# PPG Ultra Hide 150 .... anyone used it?



## Yankee Bill (Mar 2, 2015)

So I got tired of continually getting the run-around with SW prices and decided to open an account with PPG & try some of their stuff. Wanted some fairly decent eggshell for some walls in some mid-priced single family rentals that I manage & do the maintenance on.

Rep kept steering me towards the PPG UH 150, but I had concerns about its quality @ my $15 gal. cost and was wanting to go with a better quality. He kept reassuring me that it was a great paint for the $$$, is what he sells the most of, and that our city uses it for walls in all the public bldgs.

I bought a couple of gal. to try but haven't used it yet so was wondering if any of you have used it for lower end stuff, and if so, what you thought of it.

Thanks,

YB


----------



## Gwarel (May 8, 2012)

Yankee Bill said:


> So I got tired of continually getting the run-around with SW prices and decided to open an account with PPG & try some of their stuff. Wanted some fairly decent eggshell for some walls in some mid-priced single family rentals that I manage & do the maintenance on.
> 
> Rep kept steering me towards the PPG UH 150, but I had concerns about its quality @ my $15 gal. cost and was wanting to go with a better quality. He kept reassuring me that it was a great paint for the $$$, is what he sells the most of, and that our city uses it for walls in all the public bldgs.
> 
> ...


I have used the 150 flat for years on ceilings, not crazy about the eggshell. A friend of mine says that the 250 eggshell is much better but I haven't used it in a while so I can't say for sure.


----------



## Yankee Bill (Mar 2, 2015)

Thanks Gwarel,

Appreciate the input. I'll try the 150 in one of the rooms to see how it does. If I don't like it, I'll give the 250 a shot and see how that works out. 

YB


----------



## chrisn (Jul 15, 2007)

150 is a Glidden product, so no ,I don't use it , I do use pure performance or speed hide for low end stuff


----------



## chrisn (Jul 15, 2007)

I think your sales guy was just trying to clear out some junk:surprise:


----------



## Yankee Bill (Mar 2, 2015)

chrisn said:


> I think your sales guy was just trying to clear out some junk:surprise:


Yeah, that crossed my mind also. Hope it's not the case though. I told him I was leaving SW, sure wouldn't be a good way to try earning a new clients business.


----------



## PACman (Oct 24, 2014)

chrisn said:


> I think your sales guy was just trying to clear out some junk:surprise:


That or trying to maximize his profit by selling a cheaper product at a higher price! Instead of selling Speedhide at $15 and getting a 30% margin he sold him 150 and made a 37% margin. Just speculation but that's how they play the game sometimes.


----------



## getrex (Feb 13, 2017)

It seems to me like the most popular stuff is usually pretty low end since NC tends to blow and go. Same with rentals. One of our SW store guys told me that Master Hide, of all things, was their biggest selling product... and it is complete [email protected]!.


----------



## PACman (Oct 24, 2014)

getrex said:


> It seems to me like the most popular stuff is usually pretty low end since NC tends to blow and go. Same with rentals. One of our SW store guys told me that Master Hide, of all things, was their biggest selling product... and it is complete [email protected]!.

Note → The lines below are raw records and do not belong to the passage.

Issue #2974, opened 2024-07-10
Duplicate breadcrumb labels when navigating site tree in ListView


maxime-rainville:
### Module version(s) affected

4.13.13 and 5.2.2

### Description

When navigating the sitetree in list view, the "crumbs" in the "breadcumbs" get doubled up.

### How to reproduce

1. Access the CMS
2. Create a top level page with the title of "First Level".
3. Create a child page under "First Level" with the title of "Second Level".
4. Create a child page under "Second Level" with the title of "Third Level".
5. Create a child page under "Third Level" with the title of "Fourth Level".
6. Switch to List View.
7. Navigate to Third Level.

Expected: The breadcrumb looks like `First Level / Second Level / Third Level`
Actual: The breadcrumb looks like `First Level / Second Level / Third Level / First Level / Second Level / Third Level`

![Screenshot 2024-07-10 at 4 38 21 PM](https://github.com/silverstripe/silverstripe-cms/assets/1168676/b2e6726e-691d-4582-b277-1fe41ea71e4f)

### Validations

- [X] Check that there isn't already an issue that reports the same bug
- [X] Double check that your reproduction steps work in a fresh installation of [`silverstripe/installer`](https://github.com/silverstripe/silverstripe-installer) (with any code examples you've provided)

## Pull request
- https://github.com/silverstripe/silverstripe-cms/pull/2976

maxime-rainville:
I haven't look at the underlying cause. I'll see if there's a quick fix there tonight.

maxime-rainville:
Don't have fix yet, but I think I narrowed the problem down a bit.

The problem is only apparent on PJAX request. After step 7, if you refresh, your breadcrumb will look like "Page / First Level / Second Level / Third Level". That's probably the correct end state.

Part of the problem is in the interrelation between [`CMSMain::Breadcrumbs`](https://github.com/silverstripe/silverstripe-cms/blob/7e10f298177b08b84723811467aa20baf04ad9e7/code/Controllers/CMSMain.php#L1039-L1089) and [`CMSPageController::Breadcrumbs`](https://github.com/silverstripe/silverstripe-cms/blob/7e10f298177b08b84723811467aa20baf04ad9e7/code/Controllers/CMSPagesController.php#L35)

When doing a regular request, CMSMain will got through this `if` statement. `updateBreadcrumbs` will be called with an array containing only the a "Pages" link.
[...]

PR #2976, opened 2024-07-21
BUG Don't double up the breadcrumb on list views

maxime-rainville:
## Description
This PR refactors how the CMS breadcrumb is generated.

It fix a bug causing crumbs to be duplicated on the list view.

It also ensures the "Pages" top crumb is always shown on the list view.

It adds missing unit tests.

## Manual testing steps
- Validate that the breadcrumb is still shown correctly:
  - on the page edit form
  - on the list view when access directly
  - on the list view when access via a PJAX
  - on the page search results.
- Validate that crumbs link where you expect them to link.

## Issues
- https://github.com/silverstripe/silverstripe-cms/issues/2974

## Pull request checklist

- [x] Code changes follow our [coding conventions](https://docs.silverstripe.org/en/contributing/coding_conventions/)
- [x] CI is green

### DIFF
--- a/code/Controllers/CMSMain.php
+++ b/code/Controllers/CMSMain.php
@@ -1040,54 +1040,93 @@ class CMSMain extends LeftAndMain implements CurrentPageIdentifier, PermissionPr
 
     public function Breadcrumbs($unlinked = false)
     {
-        $items = new ArrayList();
+        $items = ArrayList::create();
 
-        if ($this->TreeIsFiltered()) {
-            $items->push(new ArrayData([
-                'Title' => CMSPagesController::menu_title(),
-                'Link' => ($unlinked) ? false : $this->LinkPages()
-            ]));
-            $items->push(new ArrayData([
-                'Title' => _t('SilverStripe\\CMS\\Controllers\\CMSMain.SEARCHRESULTS', 'Search results'),
-                'Link' => ($unlinked) ? false : $this->LinkPages()
-            ]));
+        if (($this->getAction() !== 'index') && ($record = $this->currentPage())) {
+            // The page is being edited
+            $this->buildEditFormBreadcrumb($items, $record, $unlinked);
+        } else {
+            // Ensure we always have the "Pages" crumb first
+            $this->pushCrumb(
+                $items,
+                CMSPagesController::menu_title(),
+                $unlinked ? false : $this->LinkPages()
+            );
 
-            $this->extend('updateBreadcrumbs', $items);
-
-            return $items;
-        }
-
-        // Check if we are editing a page
-        /** @var SiteTree $record */
-        $record = $this->currentPage();
-        if (!$record) {
-            $items->push(new ArrayData([
-                'Title' => CMSPagesController::menu_title(),
-                'Link' => ($unlinked) ? false : $this->LinkPages()
-            ]));
-
-            $this->extend('updateBreadcrumbs', $items);
-
-            return $items;
-        }
-
-        // Add all ancestors
-        $ancestors = $record->getAncestors();
-        $ancestors = new ArrayList(array_reverse($ancestors->toArray() ?? []));
-        $ancestors->push($record);
-        /** @var SiteTree $ancestor */
-        foreach ($ancestors as $ancestor) {
-            $items->push(new ArrayData([
-                'Title' => $ancestor->getMenuTitle(),
-                'Link' => ($unlinked)
-                    ? false
-                    : $ancestor->CMSEditLink()
-            ]));
+            if ($this->TreeIsFiltered()) {
+                // Showing search results
+                $this->pushCrumb(
+                    $items,
+                    _t(CMSMain::class . '.SEARCHRESULTS', 'Search results'),
+                    ($unlinked) ? false : $this->LinkPages()
+                );
+            } elseif ($parentID = $this->getRequest()->getVar('ParentID')) {
+                // We're navigating the listview. ParentID is the page whose
+                // children are currently displayed.
+                if ($page = SiteTree::get()->byID($parentID)) {
+                    $this->buildListViewBreadcrumb($items, $page);
+                }
+            }
         }
 
         $this->extend('updateBreadcrumbs', $items);
 
         return $items;
+    }
+
+    /**
+     * Push the provided an extra breadcrumb crumb at the end of the provided List
+     */
+    private function pushCrumb(ArrayList $items, string $title, string|false $link): void
+    {
+        $items->push(ArrayData::create([
+            'Title' => $title,
+            'Link' => $link
+        ]));
+    }
+
+    /**
+     * Build Breadcrumb for the Edit page form. Each crumb links back to its own edit form.
+     */
+    private function buildEditFormBreadcrumb(ArrayList $items, SiteTree $page, bool $unlinked): void
+    {
+        // Find all ancestors of the provided page
+        $ancestors = $page->getAncestors(true);
+        $ancestors = array_reverse($ancestors->toArray() ?? []);
+        foreach ($ancestors as $ancestor) {
+            // Link to the ancestor's edit form
+            $this->pushCrumb(
+                $items,
+                $ancestor->getMenuTitle(),
+                $unlinked ? false : $ancestor->CMSEditLink()
+            );
+        }
+    }
+
+    /**
+     * Build Breadcrumb for the List view. Each crumb links to the list view for that page.
+     */
+    private function buildListViewBreadcrumb(ArrayList $items, SiteTree $page): void
+    {
+        // Find all ancestors of the provided page
+        $ancestors = $page->getAncestors(true);
+        $ancestors = array_reverse($ancestors->toArray() ?? []);
+        
+        //turns the title and link of the breadcrumbs into template-friendly variables
+        $params = array_filter([
+            'view' => $this->getRequest()->getVar('view'),
+            'q' => $this->getRequest()->getVar('q')
+        ]);
+        
+        foreach ($ancestors as $ancestor) {
+            // Link back to the list view for the current ancestor
+            $params['ParentID'] = $ancestor->ID;
+            $this->pushCrumb(
+                $items,
+                $ancestor->getMenuTitle(),
+                Controller::join_links($this->Link(), '?' . http_build_query($params ?? []))
+            );
+        }
     }
 
     /**
--- a/code/Controllers/CMSPagesController.php
+++ b/code/Controllers/CMSPagesController.php
@@ -31,35 +31,4 @@ class CMSPagesController extends CMSMain
     {
         return false;
     }
-
-    public function Breadcrumbs($unlinked = false)
-    {
-        $this->beforeExtending('updateBreadcrumbs', function (ArrayList $items) {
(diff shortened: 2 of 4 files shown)


code/Controllers/CMSMain.php
```diff
@@ -1038,56 +1038,93 @@ public function getBreadcrumbsBackLink()
...
-                'Title' => CMSPagesController::menu_title(),
-                'Link' => ($unlinked) ? false : $this->LinkPages()
-            ]));
-            $items->push(new ArrayData([
-                'Title' => _t('SilverStripe\\CMS\\Controllers\\CMSMain.SEARCHRESULTS', 'Search results'),
-                'Link' => ($unlinked) ? false : $this->LinkPages()
-            ]));
-
-            $this->extend('updateBreadcrumbs', $items);
+        if (($this->getAction() !== 'index') && ($record = $this->currentPage())) {
```
maxime-rainville, line 1045: Checking the action here is necessary because we end up with a record in some of the listview context

code/Controllers/CMSMain.php
```diff
@@ -1038,56 +1038,93 @@ public function getBreadcrumbsBackLink()
...
 
-        // Check if we are editing a page
-        /** @var SiteTree $record */
-        $record = $this->currentPage();
-        if (!$record) {
-            $items->push(new ArrayData([
-                'Title' => CMSPagesController::menu_title(),
-                'Link' => ($unlinked) ? false : $this->LinkPages()
-            ]));
+        $this->extend('updateBreadcrumbs', $items);
```
maxime-rainville, line 1072: The original implementation would build the breadcrumb for a specific scenario, call `updateBreadcrumbs` and return.

Seems more logical to build to use `if` statements to make sure only one breadcrumb is built and then call `updateBreadcrumbs` once.

code/Controllers/CMSPagesController.php
```diff
@@ -31,35 +31,4 @@ public function isCurrentPage(DataObject $record)
     {
         return false;
     }
-
-    public function Breadcrumbs($unlinked = false)
```
maxime-rainville, line 35: This bit of logic was the reason why we were ending up with duplicate crumbs. Basically, the `CMSMain` would want to build the crumb once and this would build it again. 

I really don't see why this was put on a separate controller. Having all the Breadcrumb logic on CMSMain simplifies everything.

code/Controllers/CMSPagesController.php
```diff
@@ -31,35 +31,4 @@ public function isCurrentPage(DataObject $record)
...
-                $pages = [];
-                while ($page) {
-                    array_unshift($pages, $page); //add to start of array so that array is in reverse order
-                    $page = $page->Parent;
-                }
-
-                //turns the title and link of the breadcrumbs into template-friendly variables
-                $params = array_filter([
-                    'view' => $this->getRequest()->getVar('view'),
-                    'q' => $this->getRequest()->getVar('q')
```
maxime-rainville, line 52: These parameters are useless ... I couldn't find anyway to get the CMS to output them for me. Even if I manually put them in, nothing happens with them. My guess is that they are a left over from a time someone was hoping to allow the search to work in conjunction with a tree view or something.

I just took them out from my final implementation.

code/Controllers/CMSMain.php
```diff
@@ -1038,56 +1038,93 @@ public function getBreadcrumbsBackLink()
             ->Link;
     }
 
+    /**
+     * Generate a breadcrumb based on the page currently being viewed.
+     * @param bool $unlinked Wheter to include links
+     * @return ArrayList<ArrayData>
+     */
```
ChloeSartorelli: The param and return types are inherited from `LeftAndMain` so no need to add those.
The phpdoc comment is in the wrong place - should be added to `LeftAndMain`.
```suggestion
```

code/Controllers/CMSPagesController.php
ChloeSartorelli: Please reinstate them - those aren't related to the problem you're fixing and since we don't really know what they're doing, removing them now could introduce unexpected regressions. We can remove them in a future refactor after looking into it further.

code/Controllers/CMSMain.php
```diff
@@ -1038,56 +1038,93 @@ public function getBreadcrumbsBackLink()
...
-
-        return $items;
+    /**
+     * Build Breadcrumb for the List view. Each crumb links to the list view for that page.
+     */
+    private function buildListViewBreadcrumb(ArrayList $items, SiteTree $page): void
+    {
+        // Find all ancestors of the provided page
+        $ancestors = $page->getAncestors(true);
+        $ancestors = array_reverse($ancestors->toArray() ?? []);
```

You'd be surprised how many painters buy the cheapest paint they can with no regards to anything else. They don't seem concerned at all about how hard it is to get a decent finish with it or how many coats they will need. Cheap is all that matters to them. I've actually seen some pretty good work done with Promar 400. It took them four coats and lots of sanding to get it to look that good but what did they care? Their boss was paying them by the hour so what the hell? He saved money on the paint! Per gallon anyway.


----------



## Gwarel (May 8, 2012)

Yankee Bill said:


> Thanks Gwarel,
> 
> Appreciate the input. I'll try the 150 in one of the rooms to see how it does. If I don't like it, I'll give the 250 a shot and see how that works out.
> 
> YB


It might be fine, it wasn't awful for me, just not the hide that the flat has. Color has a lot to do with that too, and the color I was using was fairly pale.


----------



## Workaholic (Apr 17, 2007)

It's cheap paint. Used it for ceilings in the past in flat white.


----------



## gregplus (Jun 11, 2013)

*hi*

Any update on Ultra Hide 150 FLAT?

Its almost the same price as for pm200, PPG wants me to try...


----------



## lilpaintchic (Jul 9, 2014)

I liked it for what it is. Cheap, flat, covers well....

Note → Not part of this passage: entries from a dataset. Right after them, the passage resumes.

Issue #2767, opened 2022-08-24
Scaffold fields for SiteTree


maxime-rainville:
When you define DB fields for a regular DataObject, `getCMSFields` will scaffold them for you.

SiteTree doesn't do that. So you have to manually created all the fields. We should remedy this.

Maybe we provide an option to disable that to minimise upgrade pain.

## Note
- We made some DataObjects auto-scaffoldable with more sensible form fields in https://github.com/silverstripe/.github/issues/262. Some of that might need to be adjusted or taken into account when actioning this card.

## Acceptance Criteria
- `SiteTree::getCMSFields()` calls `parent::getCMSFields()` (which will autoscaffold fields)
- Custom logic in `SiteTree::getCMSFields()` is wrapped in `$this->beforeUpdateCMSFields()` so extension hooks are called appropriately
- The changelog makes it very clear that this change is happening, and that developers should check their implementations of `getCMSFields()` in their page classes to ensure things are working the way they expect (e.g. autscaffolded `has_many` and `many_many` relations may be giving them new tabs that weren't there before)
- All native Page type are revisited to validate that:
  - the FormFields are still displayed in the same tab as they were before
  - to remove redundant scaffolding logic
  - no new form fields are added to existing pages.

## CMS 5 PRs

- https://github.com/silverstripe/silverstripe-framework/pull/11328
- https://github.com/silverstripe/silverstripe-framework/pull/11329
- https://github.com/silverstripe/developer-docs/pull/549

## CMS 6 PRs

**[kitchen sink CI run](https://github.com/creative-commoners/recipe-kitchen-sink/actions/runs/10360831559)**
recipe-reporting failure is expected because we're forking framework for that CI run.
Compare with [normal CMS 6 run](https://github.com/silverstripe/recipe-kitchen-sink/actions/runs/10345378787) for other failures.

- https://github.com/silverstripe/silverstripe-framework/pull/11327
- https://github.com/silverstripe/silverstripe-cms/pull/2983
- https://github.com/silverstripe/silverstripe-userforms/pull/1315
- https://github.com/silverstripe/silverstripe-blog/pull/775
- https://github.com/silverstripe/silverstripe-subsites/pull/589
- https://github.com/silverstripe/silverstripe-registry/pull/103
- https://github.com/silverstripe/silverstripe-iframe/pull/95
- https://github.com/silverstripe/silverstripe-sharedraftcontent/pull/248
[...]

PR #2983, opened 2024-08-08
NEW Use autoscaffolding for SiteTree CMS fields

GuySartorelli:
## Issue
- https://github.com/silverstripe/silverstripe-cms/issues/2767

### DIFF
--- a/code/Model/RedirectorPage.php
+++ b/code/Model/RedirectorPage.php
@@ -3,13 +3,10 @@
 namespace SilverStripe\CMS\Model;
 
 use Page;
-use SilverStripe\AssetAdmin\Forms\UploadField;
 use SilverStripe\Assets\File;
 use SilverStripe\Forms\FieldList;
 use SilverStripe\Forms\HeaderField;
 use SilverStripe\Forms\OptionsetField;
-use SilverStripe\Forms\TextField;
-use SilverStripe\Forms\TreeDropdownField;
 use SilverStripe\Versioned\Versioned;
 
 /**
@@ -43,6 +40,13 @@ class RedirectorPage extends Page
     private static $has_one = [
         "LinkTo" => SiteTree::class,
         "LinkToFile" => File::class,
+    ];
+
+    private static array $scaffold_cms_fields_settings = [
+        'ignoreFields' => [
+            'RedirectionType',
+            'Content',
+        ],
     ];
 
     private static $table_name = 'RedirectorPage';
@@ -194,18 +198,19 @@ class RedirectorPage extends Page
     public function getCMSFields()
     {
         $this->beforeUpdateCMSFields(function (FieldList $fields) {
-            $fields->removeByName('Content', true);
-
             // Remove all metadata fields, does not apply for redirector pages
             $fields->removeByName('Metadata');
 
             $fields->addFieldsToTab(
                 'Root.Main',
                 [
-                    new HeaderField('RedirectorDescHeader', _t(__CLASS__.'.HEADER', "This page will redirect users to another page")),
-                    new OptionsetField(
-                        "RedirectionType",
-                        _t(__CLASS__.'.REDIRECTTO', "Redirect to"),
+                    HeaderField::create(
+                        'RedirectorDescHeader',
+                        _t(__CLASS__.'.HEADER', "This page will redirect users to another page")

Sent from my SM-G930V using Tapatalk


----------



## gregplus (Jun 11, 2013)

*hi*

Thanks, will give it a try.


----------



## lapollita26 (Dec 5, 2019)

I tried ppg ultra hide zero interior latex paint semi-gloss. I did not like it. I painted restroom cabinets that I had completely striped. The paint peeled off with any scratch and took several coats.


----------



## Gracobucks (May 29, 2011)

What kind of prep work did you do to the cabinets? Sound like you may have painted over oil based paint without proper prep. Plus ppg ultra hide wasn't designed for cabinets. Would of been a bad choice of product even if it did adhere.


----------



## Woodco (Nov 19, 2016)

lapollita26 said:


> I tried ppg ultra hide zero interior latex paint semi-gloss. I did not like it. I painted restroom cabinets that I had completely striped. The paint peeled off with any scratch and took several coats.

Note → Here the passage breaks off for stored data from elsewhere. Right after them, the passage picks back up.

PR #2985, opened 2024-08-13
ENH Don't emit deprecation warnings for unavoidable API calls

GuySartorelli:
`Versioned::canArchive()` is deprecated in https://github.com/silverstripe/silverstripe-versioned/pull/461

We can't stop calling it directly until CMS 6 because people may have implemented extensions that update the result of this permission check.

## Issue
- https://github.com/silverstripe/silverstripe-versioned/issues/447

### DIFF
--- a/code/BatchActions/CMSBatchAction_Archive.php
+++ b/code/BatchActions/CMSBatchAction_Archive.php
@@ -5,6 +5,7 @@ namespace SilverStripe\CMS\BatchActions;
 use SilverStripe\ORM\SS_List;
 use SilverStripe\Admin\CMSBatchAction;
 use SilverStripe\Control\HTTPResponse;
+use SilverStripe\Dev\Deprecation;
 
 /**
  * Delete items batch action.
@@ -27,6 +28,7 @@ class CMSBatchAction_Archive extends CMSBatchAction
 
     public function applicablePages($ids)
     {
-        return $this->applicablePagesHelper($ids, 'canArchive');
+        // canArchive() is deprecated, not $this->applicablePagesHelper()
+        return Deprecation::withNoReplacement(fn() => $this->applicablePagesHelper($ids, 'canArchive'));
     }
 }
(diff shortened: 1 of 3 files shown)


code/BatchActions/CMSBatchAction_Archive.php
```diff
@@ -27,6 +28,6 @@ public function run(SS_List $pages): HTTPResponse
 
     public function applicablePages($ids)
     {
-        return $this->applicablePagesHelper($ids, 'canArchive');
+        return Deprecation::withNoReplacement(fn() => $this->applicablePagesHelper($ids, 'canArchive'));
```
emteknetnz, line 31:
```suggestion
        return Deprecation::withNoReplacement(function () {
            // canArchive() is deprecated, not $this->applicablePagesHelper()
            return $this->applicablePagesHelper($ids, 'canArchive'));
        }
```

code/Controllers/CMSMain.php
```diff
@@ -1997,7 +1998,7 @@ public function archive(array $data, Form $form): HTTPResponse
         if (!$record || !$record->exists()) {
             throw new HTTPResponse_Exception("Bad record ID #$id", 404);
         }
-        if (!$record->canArchive()) {
+        if (!Deprecation::withNoReplacement(fn() => $record->canArchive())) {
```
emteknetnz:
```suggestion
        $canArchive = $record->canArchive();
        if (!canArchive)) {
```
Also update other instance in this PR

emteknetnz (changes requested):

code/BatchActions/CMSBatchAction_Archive.php
emteknetnz, line 32:
```suggestion
        // canArchive() is deprecated, not $this->applicablePagesHelper()
        return Deprecation::withNoReplacement(fn() => $this->applicablePagesHelper($ids, 'canArchive'));
```

emteknetnz (changes requested):

code/BatchActions/CMSBatchAction_Archive.php
ChloeSartorelli: I don't see the point of the comment but I added it to avoid ping pong.

code/Controllers/CMSMain.php
ChloeSartorelli: Think I got them all.

emteknetnz (approved):

Issue #2439, opened 2019-05-23
Cannot edit a link if markup is in the link text


ScopeyNZ:
## Description

Currently if there's a link in a TinyMCE (`HtmlEditorField`) that has markup within the `<a>` tag then you cannot edit it again. You don't get the little popover with edit/remove options. It's a little more nuanced, there doesn't seem to be a click handler on children on the `<a>` tag. You can still trigger the popover if you are clicking the `a` tag and not a child element of the `a` tag.

## Steps to reproduce

- Add some text to the TinyMCE field and highlight it
- Bold the text
- Add a link to that highlighted text
- Note that you can't edit the text

## Notes

- Tested with CWP 2.3.0-rc1 and silverstripe/installer@4.4.x-dev
- Tested on TinyMCE's site with their demos - it works a little differently - there's no popover, but it does work.
- The workaround is to either edit the source and remove inner HTML of the anchor tag or you can use the buttons (like the bold button) to remove the markup.
- Un-bolding anrd re-bolding the text fixes the issue.

## PRs

- https://github.com/silverstripe/silverstripe-cms/pull/2993
- https://github.com/silverstripe/silverstripe-admin/pull/1814

obj63mc:
We have run into this issue on a site that is utilizing a span tag inside links to handle button animation.  Is there any chance this gets fixed in SS5.x or even v6?

GuySartorelli:
PR merged - will be automatically tagged by GitHub actions

PR #2993, opened 2024-08-20
Fix TinyMCE edit link when link contains html

satrun77:
## Description

If you have a link in tinymce like `<a href=""><span>Title</span></a>`, then you can edit the link. The HTML inside the link tag can be any tag. 

The issue is that the selected node is the inside HTML tag instead of the link tag.

I'm not 100% keen on the solution using `while` but this is legacy code, so might be ok! Alternative code is welcomed :) 

This PR is needed for https://github.com/silverstripe/silverstripe-admin/pull/1814

## Manual testing steps

1. Install fresh CMS
2. Edit a page
3. Add a link (internal or external)
4. Edit HTML code in TinyMCE, add any HTML tags inside the link
5. Close the HTML code view in TInyMCE
6. Try to edit the link, it won't show the popup form.

## Issues

- https://github.com/silverstripe/silverstripe-cms/issues/2439

## Pull request checklist

    - See [picking the right version](https://docs.silverstripe.org/en/contributing/code/#picking-the-right-version)
    - Small amounts of additional linting are usually okay, but if it makes it hard to concentrate on the relevant changes, ask for the unrelated changes to be reverted, and submitted as a separate PR.
- [ ] Code changes follow our [coding conventions](https://docs.silverstripe.org/en/contributing/coding_conventions/)
- [x] CI is green


client/src/legacy/TinyMCE_sslink-internal.js
```diff
@@ -119,7 +119,17 @@ jQuery.entwine('ss', ($) => {
...
+
+      // Find "a" node, issue https://github.com/silverstripe/silverstripe-cms/issues/2439
+      let linkNode = editor.getSelectedNode();
+      if (linkNode.nodeName !== 'A') {
+        let count = 0;
+        while (count < 10 && linkNode.parentNode && linkNode.nodeName !== 'A') {
+          linkNode = linkNode.parentNode;
+          count +=1;
+        }
+      }
```
ChloeSartorelli, line 131: Please don't use a while loop - especially with a completely arbitrary number of iterations. If there's a function available to recursively check the ancestors of the element, use that. Otherwise, this might need to go back to the drawing board.

client/src/legacy/TinyMCE_sslink-internal.js
```diff
@@ -119,7 +119,17 @@ jQuery.entwine('ss', ($) => {
 
     getOriginalAttributes() {
       const editor = this.getElement().getEditor();
-      const node = $(editor.getSelectedNode());
+
+      // Find "a" node, issue https://github.com/silverstripe/silverstripe-cms/issues/2439
```
ChloeSartorelli, line 123:
```suggestion
      // Try to find a parent <a> tag in case the user clicks on some child node inside a link
```

GuySartorelli (changes requested):
Thanks for tackling this - unfortunately there's some problems with the approach.

satrun77:
No longer needed! The fix in https://github.com/silverstripe/silverstripe-admin/pull/1814 fixes the issue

Why would you even consider a product like that for cabinets??


----------



## MKcabinets (May 21, 2021)

Yankee Bill said:


> So I got tired of continually getting the run-around with SW prices and decided to open an account with PPG & try some of their stuff. Wanted some fairly decent eggshell for some walls in some mid-priced single family rentals that I manage & do the maintenance on.
> 
> Rep kept steering me towards the PPG UH 150, but I had concerns about its quality @ my $15 gal. cost and was wanting to go with a better quality. He kept reassuring me that it was a great paint for the $$$, is what he sells the most of, and that our city uses it for walls in all the public bldgs.
> 
> ...


We have been in business for 40 years. PPG product is far superior than SW.

I just finished a project and did a comparison. 1 of the Airbnb units was done with PPG 150 and the other was Emerald Urethane from SW. 

GUESS WHAT PEELED FIRST? you got it SW Emerald Urethane The most expensive product the retail SW stores sell.

Very unhappy since the price points are insanly different.


----------